**AIM OF THE TASK:**
Output only the lines below from the one containing "### Root cause" to the one containing "### Repro (shape)", exactly as written, both ends kept.

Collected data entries
■ ■ ■ ■ ■

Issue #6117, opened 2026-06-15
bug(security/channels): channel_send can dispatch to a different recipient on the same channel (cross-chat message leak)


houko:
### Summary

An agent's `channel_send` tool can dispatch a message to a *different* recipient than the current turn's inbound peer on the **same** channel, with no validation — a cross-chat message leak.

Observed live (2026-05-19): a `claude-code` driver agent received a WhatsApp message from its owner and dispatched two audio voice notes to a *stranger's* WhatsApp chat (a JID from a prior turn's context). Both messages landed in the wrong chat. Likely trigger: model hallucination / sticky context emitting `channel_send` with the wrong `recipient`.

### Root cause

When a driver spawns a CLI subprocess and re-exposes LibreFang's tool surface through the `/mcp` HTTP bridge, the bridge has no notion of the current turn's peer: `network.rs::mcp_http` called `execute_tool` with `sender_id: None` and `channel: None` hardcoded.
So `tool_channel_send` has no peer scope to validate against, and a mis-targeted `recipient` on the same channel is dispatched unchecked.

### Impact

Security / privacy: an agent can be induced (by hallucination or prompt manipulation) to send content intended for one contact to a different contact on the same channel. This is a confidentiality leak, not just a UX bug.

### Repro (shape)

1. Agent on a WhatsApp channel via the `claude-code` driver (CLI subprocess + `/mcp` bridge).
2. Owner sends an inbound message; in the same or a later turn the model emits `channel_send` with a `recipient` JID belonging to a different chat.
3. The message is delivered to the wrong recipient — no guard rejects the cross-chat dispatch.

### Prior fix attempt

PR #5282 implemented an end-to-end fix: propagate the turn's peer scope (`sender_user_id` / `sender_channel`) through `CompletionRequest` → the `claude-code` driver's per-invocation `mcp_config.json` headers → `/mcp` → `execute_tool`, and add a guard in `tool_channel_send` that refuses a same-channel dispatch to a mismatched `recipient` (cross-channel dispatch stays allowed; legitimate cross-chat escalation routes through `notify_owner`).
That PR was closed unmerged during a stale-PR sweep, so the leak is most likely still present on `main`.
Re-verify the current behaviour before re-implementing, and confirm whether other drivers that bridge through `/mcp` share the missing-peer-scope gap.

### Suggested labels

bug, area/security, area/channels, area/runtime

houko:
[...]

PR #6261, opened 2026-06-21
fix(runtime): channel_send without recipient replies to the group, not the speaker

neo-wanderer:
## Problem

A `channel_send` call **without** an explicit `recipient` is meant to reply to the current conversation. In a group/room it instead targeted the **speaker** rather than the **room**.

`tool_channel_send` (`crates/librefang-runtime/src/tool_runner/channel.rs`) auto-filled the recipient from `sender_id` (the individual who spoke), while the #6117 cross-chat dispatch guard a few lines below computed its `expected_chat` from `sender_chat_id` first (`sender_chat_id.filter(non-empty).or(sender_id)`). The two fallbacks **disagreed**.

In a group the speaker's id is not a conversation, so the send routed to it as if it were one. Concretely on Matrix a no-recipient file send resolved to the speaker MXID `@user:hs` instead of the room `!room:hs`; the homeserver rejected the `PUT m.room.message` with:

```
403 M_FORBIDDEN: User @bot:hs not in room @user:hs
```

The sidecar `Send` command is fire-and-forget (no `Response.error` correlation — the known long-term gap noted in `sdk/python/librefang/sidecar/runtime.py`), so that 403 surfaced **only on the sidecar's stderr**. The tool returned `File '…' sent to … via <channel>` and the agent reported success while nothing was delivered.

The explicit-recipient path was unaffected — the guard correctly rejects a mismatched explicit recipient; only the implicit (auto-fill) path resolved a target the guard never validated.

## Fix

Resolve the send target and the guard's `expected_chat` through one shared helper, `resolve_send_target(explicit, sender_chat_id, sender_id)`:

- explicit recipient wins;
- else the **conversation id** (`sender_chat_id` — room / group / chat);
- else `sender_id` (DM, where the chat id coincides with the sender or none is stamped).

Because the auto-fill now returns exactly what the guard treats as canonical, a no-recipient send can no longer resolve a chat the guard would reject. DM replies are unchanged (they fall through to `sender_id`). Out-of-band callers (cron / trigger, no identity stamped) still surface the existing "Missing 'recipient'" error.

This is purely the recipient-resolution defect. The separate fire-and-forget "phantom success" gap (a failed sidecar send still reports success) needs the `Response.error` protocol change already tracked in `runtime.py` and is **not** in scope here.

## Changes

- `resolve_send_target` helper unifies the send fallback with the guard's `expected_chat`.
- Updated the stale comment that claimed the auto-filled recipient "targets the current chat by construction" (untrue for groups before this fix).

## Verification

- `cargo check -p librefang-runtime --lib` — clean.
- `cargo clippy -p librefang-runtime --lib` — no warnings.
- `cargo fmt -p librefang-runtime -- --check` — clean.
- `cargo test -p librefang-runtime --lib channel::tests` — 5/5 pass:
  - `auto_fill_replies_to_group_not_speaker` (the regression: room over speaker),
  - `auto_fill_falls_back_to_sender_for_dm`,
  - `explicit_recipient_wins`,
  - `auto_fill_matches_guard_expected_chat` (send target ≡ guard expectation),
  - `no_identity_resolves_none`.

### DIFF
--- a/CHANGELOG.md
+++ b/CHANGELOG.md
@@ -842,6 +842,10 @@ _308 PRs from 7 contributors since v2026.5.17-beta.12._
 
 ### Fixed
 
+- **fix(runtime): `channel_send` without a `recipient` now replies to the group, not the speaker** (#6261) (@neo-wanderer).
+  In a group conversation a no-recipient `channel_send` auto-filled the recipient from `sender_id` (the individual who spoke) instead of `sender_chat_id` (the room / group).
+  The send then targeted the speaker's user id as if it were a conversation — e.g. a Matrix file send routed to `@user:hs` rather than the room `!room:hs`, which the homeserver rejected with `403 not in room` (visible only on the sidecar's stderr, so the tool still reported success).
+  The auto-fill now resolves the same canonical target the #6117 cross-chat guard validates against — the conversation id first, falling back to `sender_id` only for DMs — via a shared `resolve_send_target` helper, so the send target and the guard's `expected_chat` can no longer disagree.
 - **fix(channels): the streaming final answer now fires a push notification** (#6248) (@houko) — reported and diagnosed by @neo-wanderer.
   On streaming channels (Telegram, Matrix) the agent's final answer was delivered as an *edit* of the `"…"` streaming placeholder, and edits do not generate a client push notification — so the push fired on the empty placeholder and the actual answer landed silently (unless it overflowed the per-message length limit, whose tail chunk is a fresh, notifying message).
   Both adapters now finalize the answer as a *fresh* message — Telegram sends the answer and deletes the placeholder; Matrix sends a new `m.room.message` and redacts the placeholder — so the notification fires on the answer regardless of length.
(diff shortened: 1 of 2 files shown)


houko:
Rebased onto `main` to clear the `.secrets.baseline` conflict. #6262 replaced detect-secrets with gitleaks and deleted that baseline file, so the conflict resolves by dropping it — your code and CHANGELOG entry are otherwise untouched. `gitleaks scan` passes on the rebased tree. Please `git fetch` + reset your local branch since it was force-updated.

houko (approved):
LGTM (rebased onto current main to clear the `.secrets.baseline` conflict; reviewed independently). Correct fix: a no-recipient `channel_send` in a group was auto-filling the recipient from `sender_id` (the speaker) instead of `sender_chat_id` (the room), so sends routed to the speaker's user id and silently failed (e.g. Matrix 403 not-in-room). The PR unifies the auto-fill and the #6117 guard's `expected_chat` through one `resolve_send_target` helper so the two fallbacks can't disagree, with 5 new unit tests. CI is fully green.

■ ■ ■ ■ ■

**TASK RESPONSE:**
### Root cause

When a driver spawns a CLI subprocess and re-exposes LibreFang's tool surface through the `/mcp` HTTP bridge, the bridge has no notion of the current turn's peer: `network.rs::mcp_http` called `execute_tool` with `sender_id: None` and `channel: None` hardcoded.
So `tool_channel_send` has no peer scope to validate against, and a mis-targeted `recipient` on the same channel is dispatched unchecked.

### Impact

Security / privacy: an agent can be induced (by hallucination or prompt manipulation) to send content intended for one contact to a different contact on the same channel. This is a confidentiality leak, not just a UX bug.

### Repro (shape)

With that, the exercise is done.